The week began with AR 11082 being the only active region on the Sun, close to the central meridian. A couple of old, decaying active regions started coming around the east limb on 21 June. A nice equatorial coronal hole passed by the central meridian on 23-24 June.
The week was divided into four OP periods: OP1 was 2 days long, OP2 and OP3 were 2 days long, and OP4 was 1 day long. (These non-standard OP periods are due to a clash with the Akari satellite's telemetry plans.)
Note that this planning week took place during the Hinode eclipse season. Where possible studies were only scheduled for the daytime periods of the orbits.
AIA
193
image at 22:09 UT
GOES plot (19-21 Jan)
A nice filament was present close to AR 11082 on the west side of the AR so the ToO HOP 150 (erupting filaments) was called. EIS ran the study AR_filament from around 11 UT to around 10 UT the next day.
After completing support of HOP 150, EIS performed the first ever test of the bright point trigger at 10:40 UT at disk center. No more studies were performed this day. UPDATE: this test was successful.
Inspection of AIA images suggested the morphology of AR 11082 changed significantly during 20 June due to the emergence of a nearby bright point. The HOP 150 data may thus show something interesting.
A test of the new study HPW021 was inserted at 01:15 and pointed at the east footpoints of the active region. No other science studies were run in this OP.
I ran the nanoflare study at 11:06 and 12:45 on the east and west footpoints of AR 11082, respectively.
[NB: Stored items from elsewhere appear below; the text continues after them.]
PR #50, opened 2020-09-21
Create Tools dashboard

Pe5h4:
This PR should create Tools dashboard, where external links should be displayed as icons/images with external links. Configuration should be passed from site or it can be static. Since it was implemented as a Module, it can be optionaly used in the applications build on top of ASAB-WebUI.


doc/tools.md
```diff
@@ -0,0 +1,51 @@
...
+```
+
+
+## Setup in config file
+
+To load the configuration, external url's and paths of the image locations must be set.
+
+```
+{
+	"TOOLS":{
```
ateska, line 31: "tools":  ...

And the content should be array (name is the attribute within).

ateska (changes requested):

ateska:
I would be cool to see a screenshot too :-)

Pe5h4:
1-tools-link-on-hover
2-tools-module

ateska (approved):

ateska:
Try to put the icon into the <Button>

PR #63, opened 2020-11-23
Fix/languagedropdown display bug

Pe5h4:
This PR fix language dropdown bug, when the project was build with `yarn build` command. Previously, the dropdown was not available on small screens (cellphones). The reason was, that when build by `yarn build` command, the name of the dropdown has been changed from `LanguageDropdown` to `jo` and thus has not been catched by the condition. The solution was just to add the name to the component props of the dropdown. Also default i18n keySeparator of the project has been mentioned in the documentation.

### DIFF
--- a/doc/i18n.md
+++ b/doc/i18n.md
@@ -43,6 +43,8 @@ const ConfigDefaults = {
 
 ## Use in React Hooks
 
+Default key separator is set to `|`.
+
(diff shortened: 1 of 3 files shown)


Pe5h4:
@ateska

ateska (approved):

The latter was repeated twice.
The spectral atlas study, Atlas60, was run on AR 11082 at
14:23. No more science studies were run this day.
AIA
193 image
GOES plot, 23-25 Jun
HOP 161 was supported until 05:05 UT - see above.
There's a nice equatorial coronal hole and so HOP 163
(Louise's
coronal hole study) was run from 12:20 to 16:00. I took the opportunity
to run a couple of extra studies: SK_DEEP_10x512_SLIT2 was run using
ASRC to make a 100x512 raster (7 spaced pointings) which might be
useful for velocity studies. I also slipped in a Atlas_60s partly in
the coronal hole and partly in the quiet Sun.
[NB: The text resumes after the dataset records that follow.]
PR #64, opened 2020-12-07
Add the logic to handle small numbers (between 0 and 1)

wuujcik:
Add the logic to handle small numbers (between 0 and 1). Add basic handling of negative numbers (basically display they as they are instead of "undefined"

### DIFF
--- a/src/containers/Humanize.js
+++ b/src/containers/Humanize.js
@@ -1,7 +1,21 @@
 import React, { Component } from 'react'
 
 /*
-Diplays values in human readable form.
+Diplays values in human readable form, like:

The bright point trigger test is performed again from 03:15. The pointing is just north of disk center to avoid the equatorial coronal hole. UPDATE: this test was successful.
HOP 162 is supported on AR 11082 from 09:40 to 15:45. Three runs of HPW021 are placed adjacently across the region, with Atlas_60 run afterwards to obtain a spectral atlas.
AIA
193 image
GOES plot, 25-26 Jun
HOP 146 (Kuen's coronal hole monitoring) is supported from 02:00 to 07:00 at the south pole. The coronal hole is quite small.
HOP 73 (quiescent prominence) is supported again from 13:30 to 16:30 (two orbits) at the NW limb, i.e., same prominence as last time.
HOP 162 is supported at disk center from 18:30 to 21:30 (two orbits).
The bright point trigger test is performed again at disk
center from 23:30.
The only study in this period is the bright point trigger test from 23:30 to 01:00.